▶ Records to use:
______

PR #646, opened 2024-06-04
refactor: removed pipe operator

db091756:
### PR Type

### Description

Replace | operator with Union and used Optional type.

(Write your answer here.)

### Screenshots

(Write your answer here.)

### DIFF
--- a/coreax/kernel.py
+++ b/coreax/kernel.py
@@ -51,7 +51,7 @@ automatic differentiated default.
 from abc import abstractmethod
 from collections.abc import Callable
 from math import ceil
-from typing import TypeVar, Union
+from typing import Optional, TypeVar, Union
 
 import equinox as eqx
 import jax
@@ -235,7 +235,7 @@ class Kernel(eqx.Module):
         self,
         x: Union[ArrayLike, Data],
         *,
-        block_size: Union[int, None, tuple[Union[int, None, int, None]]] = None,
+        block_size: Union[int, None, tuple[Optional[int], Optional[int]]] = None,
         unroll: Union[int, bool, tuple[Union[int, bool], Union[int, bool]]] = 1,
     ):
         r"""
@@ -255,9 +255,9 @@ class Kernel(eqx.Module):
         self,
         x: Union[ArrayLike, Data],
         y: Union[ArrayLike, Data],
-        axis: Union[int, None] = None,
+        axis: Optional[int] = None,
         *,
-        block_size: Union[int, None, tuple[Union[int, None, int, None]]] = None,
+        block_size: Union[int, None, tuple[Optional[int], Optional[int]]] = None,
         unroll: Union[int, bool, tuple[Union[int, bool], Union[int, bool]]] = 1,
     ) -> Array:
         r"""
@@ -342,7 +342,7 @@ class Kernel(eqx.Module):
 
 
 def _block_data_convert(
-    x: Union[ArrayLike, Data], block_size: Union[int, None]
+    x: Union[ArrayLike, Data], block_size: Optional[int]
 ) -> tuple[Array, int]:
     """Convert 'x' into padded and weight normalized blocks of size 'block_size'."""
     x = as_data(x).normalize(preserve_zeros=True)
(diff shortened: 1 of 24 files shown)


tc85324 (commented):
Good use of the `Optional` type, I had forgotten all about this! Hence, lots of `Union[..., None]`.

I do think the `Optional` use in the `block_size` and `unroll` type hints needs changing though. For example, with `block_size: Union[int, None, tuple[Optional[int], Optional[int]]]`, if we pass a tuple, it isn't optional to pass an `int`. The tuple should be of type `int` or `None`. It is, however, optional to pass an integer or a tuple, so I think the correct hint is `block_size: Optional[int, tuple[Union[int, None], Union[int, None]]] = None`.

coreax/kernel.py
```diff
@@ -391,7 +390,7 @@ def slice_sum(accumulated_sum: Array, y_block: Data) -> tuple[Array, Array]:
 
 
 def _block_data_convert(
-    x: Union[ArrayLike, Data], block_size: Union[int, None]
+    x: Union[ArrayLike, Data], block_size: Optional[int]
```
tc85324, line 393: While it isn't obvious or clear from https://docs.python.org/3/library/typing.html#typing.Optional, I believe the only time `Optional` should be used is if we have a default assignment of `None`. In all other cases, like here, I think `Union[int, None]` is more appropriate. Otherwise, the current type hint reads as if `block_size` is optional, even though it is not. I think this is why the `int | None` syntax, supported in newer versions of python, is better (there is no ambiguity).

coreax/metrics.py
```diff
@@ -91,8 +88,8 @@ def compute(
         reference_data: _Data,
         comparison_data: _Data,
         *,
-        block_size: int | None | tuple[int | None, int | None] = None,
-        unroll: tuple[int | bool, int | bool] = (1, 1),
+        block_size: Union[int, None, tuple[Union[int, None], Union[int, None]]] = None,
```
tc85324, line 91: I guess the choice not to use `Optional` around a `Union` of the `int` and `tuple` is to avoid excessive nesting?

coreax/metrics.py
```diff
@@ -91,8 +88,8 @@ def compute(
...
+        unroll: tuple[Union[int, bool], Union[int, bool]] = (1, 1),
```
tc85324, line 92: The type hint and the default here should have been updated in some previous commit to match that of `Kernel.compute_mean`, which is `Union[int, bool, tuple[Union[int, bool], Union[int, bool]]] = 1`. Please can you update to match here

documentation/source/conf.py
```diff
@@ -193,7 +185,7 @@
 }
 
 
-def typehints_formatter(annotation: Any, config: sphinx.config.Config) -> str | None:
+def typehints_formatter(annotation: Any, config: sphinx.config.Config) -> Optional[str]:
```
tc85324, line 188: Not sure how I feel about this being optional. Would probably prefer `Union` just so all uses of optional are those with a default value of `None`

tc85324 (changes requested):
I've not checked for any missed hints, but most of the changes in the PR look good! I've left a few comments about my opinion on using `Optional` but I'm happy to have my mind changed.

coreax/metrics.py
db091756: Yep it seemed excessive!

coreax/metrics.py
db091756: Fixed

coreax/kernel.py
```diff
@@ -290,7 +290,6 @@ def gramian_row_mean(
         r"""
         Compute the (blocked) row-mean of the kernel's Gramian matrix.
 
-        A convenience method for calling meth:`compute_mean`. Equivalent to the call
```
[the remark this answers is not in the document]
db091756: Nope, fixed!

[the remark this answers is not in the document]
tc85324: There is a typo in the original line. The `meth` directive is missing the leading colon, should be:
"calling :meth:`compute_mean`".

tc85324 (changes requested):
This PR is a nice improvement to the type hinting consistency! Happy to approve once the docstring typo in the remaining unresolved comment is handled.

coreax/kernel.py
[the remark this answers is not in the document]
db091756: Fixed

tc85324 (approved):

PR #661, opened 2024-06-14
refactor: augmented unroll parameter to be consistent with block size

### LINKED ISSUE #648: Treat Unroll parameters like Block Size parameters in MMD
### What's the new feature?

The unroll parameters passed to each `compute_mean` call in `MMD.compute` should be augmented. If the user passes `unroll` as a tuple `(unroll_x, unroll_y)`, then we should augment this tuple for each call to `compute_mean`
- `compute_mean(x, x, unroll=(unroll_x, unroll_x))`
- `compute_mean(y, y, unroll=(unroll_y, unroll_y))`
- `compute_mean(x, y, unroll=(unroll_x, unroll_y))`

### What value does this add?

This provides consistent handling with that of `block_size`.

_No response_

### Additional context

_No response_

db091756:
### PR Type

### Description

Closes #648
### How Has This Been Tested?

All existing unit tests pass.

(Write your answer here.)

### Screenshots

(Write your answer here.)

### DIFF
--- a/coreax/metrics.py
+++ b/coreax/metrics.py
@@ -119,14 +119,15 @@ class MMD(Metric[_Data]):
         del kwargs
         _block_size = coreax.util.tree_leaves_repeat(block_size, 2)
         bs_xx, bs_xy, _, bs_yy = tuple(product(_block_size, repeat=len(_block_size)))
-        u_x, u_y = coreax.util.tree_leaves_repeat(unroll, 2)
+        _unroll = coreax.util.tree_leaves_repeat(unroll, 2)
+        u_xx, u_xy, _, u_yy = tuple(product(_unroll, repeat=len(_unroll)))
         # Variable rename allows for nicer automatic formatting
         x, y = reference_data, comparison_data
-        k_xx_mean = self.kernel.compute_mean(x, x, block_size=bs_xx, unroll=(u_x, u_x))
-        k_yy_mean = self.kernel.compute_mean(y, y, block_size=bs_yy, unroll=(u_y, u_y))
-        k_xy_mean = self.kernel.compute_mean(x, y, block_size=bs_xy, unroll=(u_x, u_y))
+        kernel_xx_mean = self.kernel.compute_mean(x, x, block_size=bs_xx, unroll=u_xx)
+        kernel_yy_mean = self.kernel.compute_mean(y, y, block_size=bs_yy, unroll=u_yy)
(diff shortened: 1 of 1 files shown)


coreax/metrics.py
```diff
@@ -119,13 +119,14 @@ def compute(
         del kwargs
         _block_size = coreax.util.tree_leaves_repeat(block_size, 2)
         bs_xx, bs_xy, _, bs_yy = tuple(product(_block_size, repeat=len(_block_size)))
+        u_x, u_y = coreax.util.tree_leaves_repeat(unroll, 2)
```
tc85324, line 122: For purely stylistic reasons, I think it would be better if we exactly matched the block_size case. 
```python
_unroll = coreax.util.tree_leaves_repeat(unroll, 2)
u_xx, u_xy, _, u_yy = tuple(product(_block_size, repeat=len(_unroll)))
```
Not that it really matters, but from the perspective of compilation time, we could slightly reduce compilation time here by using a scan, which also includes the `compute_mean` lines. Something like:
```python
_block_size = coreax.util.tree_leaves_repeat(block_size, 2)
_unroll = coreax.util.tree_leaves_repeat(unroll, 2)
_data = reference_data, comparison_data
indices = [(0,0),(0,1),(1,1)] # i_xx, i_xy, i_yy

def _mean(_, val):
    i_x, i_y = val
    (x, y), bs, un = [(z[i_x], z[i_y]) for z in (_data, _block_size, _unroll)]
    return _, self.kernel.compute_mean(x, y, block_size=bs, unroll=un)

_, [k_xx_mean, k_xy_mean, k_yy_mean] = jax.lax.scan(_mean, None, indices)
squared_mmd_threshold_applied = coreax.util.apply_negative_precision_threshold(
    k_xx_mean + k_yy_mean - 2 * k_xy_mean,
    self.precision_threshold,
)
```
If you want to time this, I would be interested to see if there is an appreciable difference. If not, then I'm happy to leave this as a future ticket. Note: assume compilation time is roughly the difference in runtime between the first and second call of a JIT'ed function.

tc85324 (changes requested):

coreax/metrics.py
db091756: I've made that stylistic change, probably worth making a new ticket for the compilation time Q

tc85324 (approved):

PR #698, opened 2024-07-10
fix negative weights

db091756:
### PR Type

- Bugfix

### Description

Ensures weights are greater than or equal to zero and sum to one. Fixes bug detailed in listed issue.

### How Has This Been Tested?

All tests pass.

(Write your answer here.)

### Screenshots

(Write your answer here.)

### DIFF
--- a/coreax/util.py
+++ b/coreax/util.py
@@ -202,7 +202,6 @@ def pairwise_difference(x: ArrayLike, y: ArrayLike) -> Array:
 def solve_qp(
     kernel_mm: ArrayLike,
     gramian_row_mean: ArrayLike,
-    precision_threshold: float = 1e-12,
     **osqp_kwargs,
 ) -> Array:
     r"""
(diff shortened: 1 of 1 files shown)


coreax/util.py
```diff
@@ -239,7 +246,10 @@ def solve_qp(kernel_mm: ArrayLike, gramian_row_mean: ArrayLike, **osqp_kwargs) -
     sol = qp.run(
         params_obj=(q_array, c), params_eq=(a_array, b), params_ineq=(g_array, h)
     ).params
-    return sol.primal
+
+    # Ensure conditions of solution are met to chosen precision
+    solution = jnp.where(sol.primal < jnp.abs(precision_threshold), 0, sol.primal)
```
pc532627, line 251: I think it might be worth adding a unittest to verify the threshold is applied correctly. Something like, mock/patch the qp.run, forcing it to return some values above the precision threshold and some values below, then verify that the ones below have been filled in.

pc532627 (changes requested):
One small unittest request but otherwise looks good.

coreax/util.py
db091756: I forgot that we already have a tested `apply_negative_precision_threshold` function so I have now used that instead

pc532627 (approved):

______

▶ Problem: The "Ensures weights are" line through the last line above: set these down exactly and add nothing else.

▶ Completed task:
Ensures weights are greater than or equal to zero and sum to one. Fixes bug detailed in listed issue.

### How Has This Been Tested?

All tests pass.

(Write your answer here.)

### Screenshots

(Write your answer here.)

### DIFF
--- a/coreax/util.py
+++ b/coreax/util.py
@@ -202,7 +202,6 @@ def pairwise_difference(x: ArrayLike, y: ArrayLike) -> Array:
 def solve_qp(
     kernel_mm: ArrayLike,
     gramian_row_mean: ArrayLike,
-    precision_threshold: float = 1e-12,
     **osqp_kwargs,
 ) -> Array:
     r"""
(diff shortened: 1 of 1 files shown)


coreax/util.py
```diff
@@ -239,7 +246,10 @@ def solve_qp(kernel_mm: ArrayLike, gramian_row_mean: ArrayLike, **osqp_kwargs) -
     sol = qp.run(
         params_obj=(q_array, c), params_eq=(a_array, b), params_ineq=(g_array, h)
     ).params
-    return sol.primal
+
+    # Ensure conditions of solution are met to chosen precision
+    solution = jnp.where(sol.primal < jnp.abs(precision_threshold), 0, sol.primal)
```
pc532627, line 251: I think it might be worth adding a unittest to verify the threshold is applied correctly. Something like, mock/patch the qp.run, forcing it to return some values above the precision threshold and some values below, then verify that the ones below have been filled in.

pc532627 (changes requested):
One small unittest request but otherwise looks good.

coreax/util.py
db091756: I forgot that we already have a tested `apply_negative_precision_threshold` function so I have now used that instead

pc532627 (approved):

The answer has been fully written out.